Issue #457, opened 2019-01-02
Release a version 2.5


mossroy:
I think we have implemented a few significant improvements, at least :
- video playback capability (including subtitles) in both SW and jQuery mode
- javascript support (in SW mode), and noscript tag support (in jQuery mode)
- and some other fixes and improvements

It might be worth a new release?

kelson42:
@mossroy That said, it looks like that the milestone if far from being over... But I support to release often, in particular if a few important features are newly available.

- **What the task requires**: Please reproduce the entire listing. Keep it identical.

- **Task answer**:
Issue #457, opened 2019-01-02
Release a version 2.5


mossroy:
I think we have implemented a few significant improvements, at least :
- video playback capability (including subtitles) in both SW and jQuery mode
- javascript support (in SW mode), and noscript tag support (in jQuery mode)
- and some other fixes and improvements

It might be worth a new release?

kelson42:
@mossroy That said, it looks like that the milestone if far from being over... But I support to release often, in particular if a few important features are newly available.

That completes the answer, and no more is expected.